More than a hundred groups are making noise. Amnesty International is there. Save the Children too. They’re demanding that artificial intelligence becomes safe for minors before it gets worse. The UN holds its first global AI governance summit tomorrow.
It’s already too late in many places. That’s what the 5Rights Foundation says. They lead the charge. AI isn’t a future threat to kids—it’s a present one. Current rules lag. By the time regulators act the damage is done.
Lawsuits pile up against big players. OpenAI gets hit. Character Technologies gets hit. Their products are “companion” chatbots. Things that pretend to love you back. They market themselves as safe for children. Without warnings.
Shouldn’t that raise an eyebrow?
The coalition wants governments to target the money. Not just the tech, but the business model behind it.

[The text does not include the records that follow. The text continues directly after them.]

PR #139, opened 2017-03-23
Adds support for partial refunds for paid orders

shreyas-satish:


boxoffice/templates/order_refund_mail.html
```diff
@@ -0,0 +1,49 @@
+<!DOCTYPE html>
+<html lang="en">
+
+<head>
+  <meta charset='UTF-8'>  
+  <title>Ticket Cancellation</title>
```
jace: Not a cancellation.

boxoffice/views/order.py
```diff
@@ -433,6 +433,53 @@ def cancel_line_item(line_item):
...
+
+        total_paid_amount = sum([order_transaction.amount
+            for order_transaction in order_payment_transactions])
+
+        total_refunded_amount = sum([order_transaction.amount
+            for order_transaction in order.get_refund_transactions()])
+
+        if (total_refunded_amount + requested_refund_amount) >= total_paid_amount:
+            return make_response(jsonify(status='error', error='excess_partial_refund',
+                error_description='Invalid refund amount, must be lesser than net amount paid for the order'), 403)
```
jace: This validation should be in the form.

jace: Looks like the `from_json` constructor doesn't take the usual init parameters, which is why these validations can't be moved into the form (form doesn't have `edit_obj` set). This is a separate ticket to fix now.

boxoffice/templates/order_refund_mail.html
shreyas-satish: Fixed.

boxoffice/templates/order_refund_mail.html
```diff
@@ -0,0 +1,49 @@
...
+  </style>
+</head>
+
+<body>
+  <div>
+
+    <p>Hello {{ order.buyer_fullname }},</p>
+
+    <p>
+      A refund of {{ currency_symbol }} {{ refund_amount }} has been initiated against your order (Receipt No: {{ order.invoice_no }}). You should receive the refund in 2-5 days.</p>
```
shreyas-satish: Why is the user getting a refund? It would help if the admin who is issuing a refund, can leave two notes:

1. An internal note that explains why this refund was issued.
2. A note to the user to explain why they're getting a refund.

boxoffice/views/order.py
```diff
@@ -433,6 +433,55 @@ def cancel_line_item(line_item):
...
+            pg_payment_status=RAZORPAY_PAYMENT_STATUS.CAPTURED).one()
+        rp_resp = razorpay.refund_payment(payment.pg_paymentid, requested_refund_amount)
+        if rp_resp.status_code == 200:
+            transaction = PaymentTransaction(order=order, transaction_type=TRANSACTION_TYPE.REFUND,
+                online_payment=payment, amount=requested_refund_amount, currency=CURRENCY.INR,
+                internal_note=form.internal_note.data, note_to_user=form.note_to_user.data)
+            db.session.add(transaction)
+            db.session.commit()
+            send_order_refund_mail.delay(order.id, transaction.amount, transaction.note_to_user)
+            return make_response(jsonify(status='ok', result={'message': 'Refund processed for order'}), 200)
```
vidya-ram: Better to send the latest order amount to the client so that the UI could be updated.

shreyas-satish: Very good catch, thank you for pointing this out.

boxoffice/forms/order.py
```diff
@@ -55,3 +56,12 @@ class OrderSessionForm(forms.Form):
...
     referrer = forms.StringField(__("Referrer"), filters=[trim(2083)])
+
+
+class OrderRefundForm(forms.Form):
+    amount = forms.IntegerField(__("Amount"),
+        validators=[forms.validators.DataRequired(__("Please specify an amount"))])
+    internal_note = forms.TextAreaField(__("Internal note"),
+        description=__("Add a note for future reference"))
+    note_to_user = forms.TextAreaField(__("Note to user"),
+        description=__("Leave a note for the buyer"))
```
jace: "Send this note to the buyer"

boxoffice/mailclient.py
```diff
@@ -58,6 +59,24 @@ def send_line_item_cancellation_mail(line_item_id, refund_amount, subject="Ticke
 
 
 @job('boxoffice')
+def send_order_refund_mail(order_id, refund_amount, note_to_user):
+    with app.test_request_context():
+        order = Order.query.get(order_id)
+        subject = __("{item_collection_title}: Order refund for receipt no: {invoice_no}".format(
```
jace: "{item_collection_title}: Refund for receipt no. {invoice_no}" (no "order" and a period)

boxoffice/models/payment.py
```diff
@@ -73,6 +69,21 @@ class PaymentTransaction(BaseMixin, db.Model):
     transaction_method = db.Column(db.Integer, default=TRANSACTION_METHOD.ONLINE, nullable=False)
     # Eg: reference number for a bank transfer
     transaction_ref = db.Column(db.Unicode(80), nullable=True)
+    refunded_at = db.Column(db.DateTime, nullable=True)
+    internal_note = db.Column(db.Text, default=u'', nullable=True)
+    note_to_user = db.Column(db.Text, default=u'', nullable=True)
```
jace: Both should have no default. They're nullable.

boxoffice/forms/order.py
jace: If these are optional, add `filters=[null_if_blank()]`

boxoffice/templates/order_refund_mail.html
```diff
@@ -0,0 +1,53 @@
...
+<body>
+  <div>
+
+    <p>Hello {{ order.buyer_fullname }},</p>
+
+    <p>
+      A refund of {{ currency_symbol }} {{ refund_amount }} has been initiated against your order (Receipt No: {{ order.invoice_no }}). You should receive the refund in 2-5 days.
+    </p>
+    <p>
+      {{note_to_user}}
```
jace: What happens if the text contains newlines? It's a textarea widget in the form. When we write an explanation to the user, it will have multiple lines.

boxoffice/views/order.py
jace: As these error messages are human readable strings, use double quotes (the one above as well).

boxoffice/views/order.py
```diff
@@ -433,6 +434,56 @@ def cancel_line_item(line_item):
...
+        else:
+            raise PaymentGatewayError("Refund failed for order - {order} with the following details - {msg}".format(order=order.id,
+                msg=rp_resp.content), 424,
+            'Refund failed. Please try again or contact support at {email}.'.format(email=order.organization.contact_email))
+    else:
+        return make_response(jsonify(status='error', error='invalid_input',
+            error_description='Please enter a valid amount and currency'), 403)
```
jace: Double quoted error descriptions.

boxoffice/templates/order_refund_mail.html
shreyas-satish: Switched to a markdown column.

boxoffice/forms/order.py
```diff
@@ -55,3 +55,14 @@ class OrderSessionForm(forms.Form):
...
     referrer = forms.StringField(__("Referrer"), filters=[trim(2083)])
+
+
+class OrderRefundForm(forms.Form):
+    amount = forms.IntegerField(__("Amount"),
+        validators=[forms.validators.DataRequired(__("Please specify an amount"))])
+    internal_note = forms.TextAreaField(__("Internal note"),
+        description=__("Add a note for future reference"), filters=[forms.filters.none_if_empty()])
+    refund_description = forms.TextAreaField(__("Refund description"),
+        description=__("Why is this order receiving a refund?"), filters=[forms.filters.none_if_empty()])
```
jace: This should be a text field. We're not handling newlines here either.

boxoffice/forms/order.py
```diff
@@ -55,3 +55,14 @@ class OrderSessionForm(forms.Form):
     utm_id = forms.StringField(__("UTM Id"), filters=[trim(250)])
     gclid = forms.StringField(__("Gclid"), filters=[trim(250)])
     referrer = forms.StringField(__("Referrer"), filters=[trim(2083)])
+
+
+class OrderRefundForm(forms.Form):
+    amount = forms.IntegerField(__("Amount"),
+        validators=[forms.validators.DataRequired(__("Please specify an amount"))])
+    internal_note = forms.TextAreaField(__("Internal note"),
+        description=__("Add a note for future reference"), filters=[forms.filters.none_if_empty()])
```
jace: As below, just a string field.

alembic/versions/18576fdffd86_add_notes_and_refund_timestamp_to_.py
```diff
@@ -0,0 +1,31 @@
...
+down_revision = '4246213b032b'
+
+from alembic import op
+import sqlalchemy as sa
+from sqlalchemy.dialects import postgresql
+
+
+def upgrade():
+    op.add_column('payment_transaction', sa.Column('internal_note', sa.Text(), nullable=True))
+    op.add_column('payment_transaction', sa.Column('refund_description', sa.Text(), nullable=True))
```
jace: These two should be regular string fields, not text areas, unless we're specifying a rendering format.

boxoffice/forms/order.py
```diff
@@ -3,7 +3,7 @@
 from baseframe import __
 import baseframe.forms as forms
 
-__all__ = ['LineItemForm', 'BuyerForm', 'OrderSessionForm']
+__all__ = ['LineItemForm', 'BuyerForm', 'OrderSessionForm', 'OrderRefundForm']
 
 
 def trim(length):
```
jace: Unrelated, but can we move `trim` into `baseframe.forms.filters` now that that module exists?

boxoffice/views/order.py
```diff
@@ -433,6 +435,52 @@ def cancel_line_item(line_item):
...
+                error_description='Invalid refund amount, must be lesser than net amount paid for the order'), 403)
+
+        payment = OnlinePayment.query.filter_by(order=order,
+            pg_payment_status=RAZORPAY_PAYMENT_STATUS.CAPTURED).one()
+        rp_resp = razorpay.refund_payment(payment.pg_paymentid, requested_refund_amount)
+        if rp_resp.status_code == 200:
+            transaction = PaymentTransaction(order=order, transaction_type=TRANSACTION_TYPE.REFUND,
+                online_payment=payment, amount=requested_refund_amount, currency=CURRENCY.INR,
+                refunded_at=func.utcnow(), refund_description=form.refund_description.data,
+                internal_note=form.internal_note.data, note_to_user=form.note_to_user.data)
```
jace: You should ideally be using `form.populate_obj(transaction)`. Right now you're hardcoding the fields you want, which is splitting logic between the form and the view.

boxoffice/mailclient.py
```diff
@@ -58,6 +59,24 @@ def send_line_item_cancellation_mail(line_item_id, refund_amount, subject="Ticke
 
 
 @job('boxoffice')
+def send_order_refund_mail(order_id, refund_amount, note_to_user):
+    with app.test_request_context():
+        order = Order.query.get(order_id)
+        subject = __("{item_collection_title}: Refund for receipt no. {invoice_no}".format(
```
jace: I think the subject should say "partial refund" to avoid confusing users.

boxoffice/models/payment.py
```diff
@@ -73,6 +69,40 @@ class PaymentTransaction(BaseMixin, db.Model):
     transaction_method = db.Column(db.Integer, default=TRANSACTION_METHOD.ONLINE, nullable=False)
     # Eg: reference number for a bank transfer
     transaction_ref = db.Column(db.Unicode(80), nullable=True)
+    refunded_at = db.Column(db.DateTime, nullable=True)
+    internal_note = db.Column(db.Text, nullable=True)
+    refund_description = db.Column(db.Text, nullable=True)
```
jace: These two should be `Unicode(250)`

boxoffice/forms/order.py
jace: A textarea field works (for the sake of rendering long strings) as long as we strip newlines from it. Hasjob does this in the jobpost reject form, for instance.

boxoffice/templates/order_refund_mail.html
```diff
@@ -0,0 +1,51 @@
...
+  <div>
+
+    <p>Hello {{ order.buyer_fullname }},</p>
+
+    <p>
+      A refund of {{ currency_symbol }} {{ refund_amount }} has been initiated against your order (Receipt No: {{ order.invoice_no }}). You should receive the refund in 2-5 days.
+    </p>
+    {{note_to_user}}
+    <p class="footer">Thank you,</p>
+    <p>{{ org.title }}</p>
```
jace: Don't hardcode this in the template. Let it be in the user-provided note.

boxoffice/mailclient.py
shreyas-satish: There might be a case where the user gets a full refund (eg: ticket buyer who gets selected as a speaker), but whose ticket stays confirmed. The body of the email which explains the amount refunded should clarify this?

“Children have given us a clear diagnosis,” says Leanda Barrington-Leach from 5Rights. “They aren’t asking us to block innovation.” She’s right. Blocking isn’t the goal. Ignoring the cleanup is worse.
They proposed ten specific measures. Real ones.
- Prove systems are safe for kids before launch. Not after.
- Fine companies that violate children’s rights.
- Ban design tricks that exploit young minds.
- Outlaw the commercial sale of a child’s voice or image or biometric data.
No new laws are needed. That’s the tricky part. Governments already promised to protect kids under the UN Convention on Rights of the Child. There’s the Global Digital Compact too. The frameworks exist.
“Respecting children’s rights must become a condition of doing business”
Speed wins. Data wins. Safety loses. As long as profits flow from attention and extraction we’ll keep treating symptoms while the disease spreads. Barrington-Leach thinks safety isn’t optional.
It rarely feels optional to those hurt. But corporations know better. The summit approaches. Promises are easy.